Business Law


A franchise is an agreement to license a business. The business owner is called the franchisor. The person who gets the right to operate the business is the franchisee. The agreement lets the franchisee operate a business using the franchisor's intellectual property.

Advantages of Franchising

A recognized, proven business model. When you buy a franchise you get a business model someone else has successfully developed. You get established and recognized trademarks, service marks and trade names. You get the goodwill and other rights associated with the franchised business. You get a turn-key operation.

Training and assistance. The franchisor should help train you to run the business. Established franchises will have market research to help you find a good place to locate the business.The franchisor usually has strict rules and standards as to how business is conducted. The rules cover things like the goods and services to be sold and the design and construction of the business facility.

Financing. Lenders may be willing to lend you money if you're opening an established and successful franchise. They may be less willing to lend money to an entrepreneur seeking to open an unproven business. A franchise with well-known and well-accepted products or services can significantly reduce business risks and enable you to own and operate a business on your own with no previous experience.

Buying a Franchise

If you're approved as a franchisee you'll have to pay for the right to run the business. You'll have to make an up-front payment to the franchisor. Then you'll pay the franchisor a percentage of sales monthly.

Your total investment in the franchise will be much more than the up-front fee. This includes all your start-up costs, leased space, capital costs and working capital. Often the franchisor will have special equipment and fixtures you must buy from them or their suppliers. Check to see if you pay the franchisor's cost or if there is a markup.

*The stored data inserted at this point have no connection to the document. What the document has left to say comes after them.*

PR #598, opened 2025-02-18
Update to 1.9

### LINKED ISSUE #597: Bump to version 1.9 to track Fabric Adapter
The upstream fabric adapter has been bumped to version 1.9 to support micro batching, looking at the code there appears to be no reason we cannot just track this update as all the requirements have been implemented in a way that this adapter will just run.

I did note that they have removed the merge incremental model as a supported type. This could be a breaking change if someone was using this type.

Benjamin-Knight:
Closes #597.

All the tests appear to pass and I've successfully used the micro batch functionality locally using this version of the adapter. If anyone can think of additional tests that we require I can look at adding them but the Fabric adapter seemed to have the new functionality covered.

### DIFF
--- a/.github/workflows/integration-tests-sqlserver.yml
+++ b/.github/workflows/integration-tests-sqlserver.yml
@@ -18,7 +18,7 @@ jobs:
     name: Regular
     strategy:
       matrix:
-        python_version: ["3.8", "3.9", "3.10", "3.11", "3.12"]
+        python_version: ["3.9", "3.10", "3.11", "3.12"]
         msodbc_version: ["17", "18"]
         sqlserver_version: ["2017", "2019", "2022"]
         collation: ["SQL_Latin1_General_CP1_CS_AS", "SQL_Latin1_General_CP1_CI_AS"]
--- a/.github/workflows/publish-docker.yml
+++ b/.github/workflows/publish-docker.yml
@@ -12,7 +12,7 @@ jobs:
   publish-docker-client:
     strategy:
       matrix:
-        python_version: ["3.7", "3.8", "3.9", "3.10", "3.11", "3.12"]
+        python_version: ["3.9", "3.10", "3.11", "3.12"]
         docker_target: ["msodbc17", "msodbc18"]
     runs-on: ubuntu-latest
     permissions:
--- a/.github/workflows/unit-tests.yml
+++ b/.github/workflows/unit-tests.yml
@@ -18,7 +18,7 @@ jobs:
     name: Unit tests
     strategy:
       matrix:
-        python_version: ["3.8", "3.9", "3.10", "3.11", "3.12"]
+        python_version: ["3.9", "3.10", "3.11", "3.12"]
     runs-on: ubuntu-latest
     permissions:
       contents: read
--- a/.pre-commit-config.yaml
+++ b/.pre-commit-config.yaml
@@ -32,7 +32,7 @@ repos:
     hooks:
       - id: absolufy-imports
   - repo: 'https://github.com/hadialqattan/pycln'
-    rev: v2.4.0
+    rev: v2.5.0
     hooks:
       - id: pycln
         args:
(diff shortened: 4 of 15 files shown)


Benjamin-Knight:
I'm not getting the requirements issue locally and looking it any dbt-core 1.9 or higher should satisfy pip so not quite sure what is causing the build issue.

I can add an extra requirement to guide pip into picking the correct dbt-core version unless someone knows exactly what's going wrong on has a better idea of how to resolve?

cody-scott:
@Benjamin-Knight  can you update the `setup.py` file to unpin 
```python
        "dbt-fabric<1.10.0",
        "dbt-core<1.10.0",
```

and the `dev_requirements.txt` file 
```
dbt-tests-adapter
```

I think unpinning those two should pass the test to start

Benjamin-Knight:
Should I add back in a dbt-tests-adapter adapter version so that it doesn't try and install something for a lower version of dbt-core?

Benjamin-Knight:
@cody-scott I'd be tempted to pin the version of dbt-fabric to 1.9.3, I've got concerns they could update a macro to support nested CTEs which would then break this adapter for anyone who installed it after they release that code.

cody-scott:
I'm not opposed to that either. There is a scheduled job that runs the tests on sundays to check if any fabric merges breaks this adapter. I could make it nightly though if that's better.

Benjamin-Knight:
The DBT documentation states
Assuming you adapter plugin is pinned to a specific minor version of dbt-core (e.g. ~=1.1.0), you can use the same pin for dbt-tests-adapter.
So I'm going to try that in the requirements-dev and see if that resolves it as its trying to install an old version on the build server when its left to choose one.

Benjamin-Knight:
Looking in totally the wrong place, there is nothing wrong with the requirements file, its the testing setup that is incorrect.

We are trying to test against Python 3.8, DBT core does not support this so likely doesn't have the appropriate wheels any longer so Pip fails when trying to install it all now that the versions have creeped higher.

https://docs.getdbt.com/faqs/Core/install-python-compatibility

I'll put in an update to change the workflow to remove those tests.

Benjamin-Knight:
> I'm not opposed to that either. There is a scheduled job that runs the tests on Sundays to check if any fabric merges breaks this adapter. I could make it nightly though if that's better.

The issue is that whilst we may detect the issue unless we fix it quickly anyone installing the adapter, or CI/CD process that runs it is going to pull down the updated fabric version and have code that could potentially not work.

ataft:
I agree with pinning to an exact dbt-fabric version as it appears that dbt-fabric 1.9.5 also introduced an issue, something with access tokens.

I opened a similar PR (https://github.com/dbt-msft/dbt-sqlserver/pull/596), but it looks like this one adds some extra goodies, so I'd be happy to close mine in favor of this.

Any ETA on landing?

axellpadilla:
just to add that this should also close #600

cody-scott:
One other change here might also be to remove the version pins for 3.7 and 3.8 in this file.
https://github.com/Benjamin-Knight/dbt-sqlserver/blob/dbt-1.9/.github/workflows/publish-docker.yml#L15C26-L15C40

cody-scott:
@ataft and @axellpadilla i think closing this one first would be ideal since @Benjamin-Knight has put a ton of great work to bringing it up to 1.9. Once thats through we can check the other PRs off.

The drift between Fabric + SQL Server is problematic, but was inevitable :(

Benjamin-Knight:
> One other change here might also be to remove the version pins for 3.7 and 3.8 in this file. https://github.com/Benjamin-Knight/dbt-sqlserver/blob/dbt-1.9/.github/workflows/publish-docker.yml#L15C26-L15C40

Okay done so.

As this pull request keeps expecting the unit tests for 3.8 to pass and its also trying to remove the unit tests I split out the removal of 3.8 into another pull request so that it can be merged in separately.

https://github.com/dbt-msft/dbt-sqlserver/pull/608

If you are able to force the workflow to pass then I'll close that off otherwise if you merge that first it should let us progress the merging of this request.

Benjamin-Knight:
@cody-scott Should I have done anything on this branch to get a new tag and release onto the main branch or is that something you do after the merge?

If you're considering franchising, you'll want to carefully investigate:

  • The specific costs
  • Financing availability
  • Expected earnings
  • Franchise agreement length

Types of Franchises

Basically, there are three types of franchised businesses:

  • Distributorships. In this kind of franchise, a manufacturer grants someone the right to sell his product. The franchisee may be given an exclusive right to sell the product within a specified territory. These are known as product franchises
  • Business format franchises. Here, the franchisee operates his business under the franchisor's trade name. The franchisee is identified as a member of a select group of dealers. The franchisee must follow set operating methods. The goal of the franchisor is to build nationwide or worldwide consumer recognition and acceptance of trademarks and the products and services associated with them
  • Manufacturing or processing plant. The franchisor licenses the essential ingredients or formula for making a product. The franchisee makes the product to the franchisor's standards and sells it either at wholesale or retail


Franchise opportunities are heavily regulated. Both federal and state laws apply. They're needed because the control the franchisor has over the franchisee can be abused.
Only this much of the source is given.